# Madison Co



## DavidW (Mar 9, 2005)

This is what I have. 150 or so acres on the Broad River from a private land owner. It is about half wooded and half pasture. There are about 30 head of cattle which have never bothered the deer  at all. The lease cost $1450 a year which is a little high but it does include sewer, water and power. I have a camper on it that I remodeled and put bunk beds on each end. Stove does work but we always used electric hot plates just to keep from messing with the gas. Fridge does NOT work. There are 4 metal ladder stands(store bought) and a 12ft tripod already in the woods. With my son playing so many sports I only went for 3 total days all last season. It just doesn`t make sense for me to keep it.
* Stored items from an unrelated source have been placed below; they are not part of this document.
PR #2395, opened 2026-02-19
Resolve conflict to merge `main` in `feature/urban-mental-health`

claire-simpson:
## Description
I wanted to merge `main` into natcap's umh feature branch, but there was a merge conflict with `/workbench/src/renderer/components/ResourcesLinks/index.jsx` which I had to resolve on my fork's branch. So I merged `main` into `claire-simpson/feature/urban-mental-health` and resolved the conflict, so this PR is effectively attempting to merge main into `natcap/invest/feature/urban-health-model` by way of `claire-simpson/invest/feature/urban-health-model`. All the commits here should've been reviewed already except the line 
`urban_mental_health: 'urban-mental-health', //TODO - add ID when forum tag is created` in `/workbench/src/renderer/components/ResourcesLinks/index.jsx`.
 
Fixes #

## Checklist


tests/aoi.geojson
```diff
@@ -0,0 +1,8 @@
+{
```
megannissel: Was this file meant to be included? I'm pretty sure this file gets created by one of the rec tests (which I ought to open an issue to address - I think we're not correctly setting the file path it's not getting cleaned up at the end of the test run)

megannissel (changes requested):
I think `tests/aoi.geojson` isn't meant to be here? But otherwise I don't see any issues!

tests/aoi.geojson
claire-simpson: Ugh I wonder if I somehow added that...

megannissel: I tracked down the test that's to blame for creating that file and opened an issue: #2396

claire-simpson: Ok just deleted this file and the 4.0.7 file

claire-simpson: Ok yep looked through my history and I accidentally added those 2 files by running `git add .` from within the test folder, but at least I can be confident I didn't randomly add anything else in this PR!

claire-simpson: Thanks for catching this!!

PR #2409, opened 2026-02-23
add a custom save as click handler to the context menu.

### LINKED ISSUE #2404: Reports: Workbench crashes upon dismissing download popup after selecting "Save Image As..." from context menu
## Description
Workbench crashes upon dismissing download popup after selecting "Save Image As..." from context menu.

## To replicate

1. Open the Workbench.
2. Run Carbon, NDR, or SDR.
3. Use the "View Results" button to open the report.
4. Right-click on an image to open the context menu, and select "Save Image As...".
5. You should see a popup with some options along with "Cancel" and "Save" buttons. Dismiss this popup using the "Cancel" button or the `esc` key on your keyboard.

## Expected behavior
The popup should disappear. Nothing else should change.

## Observed behavior
The Workbench closes immediately.

## Log
```
[12:46:22.507] [{label}] unhandled rejection at: [object Promise]
[12:46:22.510] [{label}] Error
    at DownloadItem.<anonymous> (file:///Applications/InVEST%203.17.3.dev332+g60927e24c%20Workbench.app/Contents/Resources/app.asar/node_modules/electron-context-menu/node_modules/electron-dl/index.js:131:14)
    at DownloadItem.emit (node:events:508:28)
```

## Environment
- Operating System: macOS Sequoia 15.7.4
- InVEST version number: 3.17.3.dev332+g60927e24c (built from `release/3.18.0` branch)

davemfish:
Fixes #2404

This basically implements the menu item the same way as the built-in item would, but with extra error handling.
https://github.com/sindresorhus/electron-context-menu/blob/b5d4773fe95e9fb270e9a32713dbb17b1b1bcd58/index.js#L136

## Checklist

### DIFF
--- a/workbench/__mocks__/electron-dl.js
+++ b/workbench/__mocks__/electron-dl.js
@@ -1,0 +1,1 @@
+export default jest.fn(() => {});


workbench/src/main/setupOpenLocalHtml.js
```diff
@@ -26,7 +30,29 @@ export default function setupOpenLocalHtml(parentWindow, isDevMode) {
 
       contextMenu({
         window: win,
-        showSaveImageAs: true,
+        append: (defaultActions, parameters, browserWindow) => [
```
emilyanndavis, line 33: I tried this out on my machine, and it definitely solves the problem! I did notice there are two slight differences in the way the context menu appears, though:
1. "Save Image As..." now appears after "Copy Image". Not a big deal, but the default ordering—"Save Image As...", then "Copy Image"—seems to mimic the order in browser context menus, so I think it's worth using`prepend` instead of `append`, just in case people have that browser-default ordering in their muscle memory.
2. Whether we use `prepend` or `append`, a horizontal divider appears, setting that item off from other items in the menu. I don't think the API provides a way to remove those dividers, and I don't feel a need to, but I wanted to mention it just for the sake of being thorough. (If we wanted to get rid of the divider, I suspect we could work around it by hiding the default "Copy Image" and adding a custom "Copy Image" item just after the custom "Save Image As..." item, but I'm not sure it's worth the trouble.)

```suggestion
        prepend: (defaultActions, parameters, browserWindow) => [
```

davemfish: @emilyanndavis I noticed these things as well. With `prepend` the order was "Save Image As", "Select All", "Copy Image", and I didn't like that the two image items were separated so I switched to append. (The "Inspect Element" should only be there in dev mode).

emilyanndavis: Oh, interesting. I agree, it would be strange to separate the image-related items, but it didn't occur to me in this scenario because I don't see the "Select All" item. It looks like the default visibility differs between macOS and Windows/Linux (presumably because that difference exists in browser context menus as well?). I guess append makes more sense in that case (unless we want to redefine all three items as custom menu items, but I don't think we do).

davemfish: I could certainly imagine us wanting to take more control over this menu going forward, for some of these reasons, but for now I think it's okay as-is.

I have spoken with the land owner and told him my intentions and he ok`ed it. Deer are plentiful as well as turkeys. I only took 2 does off it last year and let several small bucks walk. There was one big buck spotted but it never was shot at. I would like to get $3000.00 for everything like it is now.Serious inquiries only please. Call my cell @ 678-852-5336.
Thanks David W


----------



## DavidW (Mar 9, 2005)

*>>>>>>>>>>>>>>*

Need to add a couple of things. The lease is paid up through Feb 1 2006. It is due again then. Also, I will only sell it as a package deal, you get lease(thru 2-1-06), camper(22ft), stands,coffe maker,microwave,etc. I will be able to meet someone this sunday early a.m. Also no payment plan.  Thanks Again  DavidW


----------



## Buford_Dawg (Mar 9, 2005)

*David*

I called you earlier today, I am interested and will be up at my other property in Elbert county and hope to stop by and look at it.  I will be in touch.


----------



## msdins (Mar 9, 2005)

I am also interested in this. I have been in Oglethorpe for 19 years. Is this land close to Comer by chance?


----------



## DavidW (Mar 12, 2005)

*<<<<<<<<<<<<*

Thanks for all the replys.... it`s leased.


----------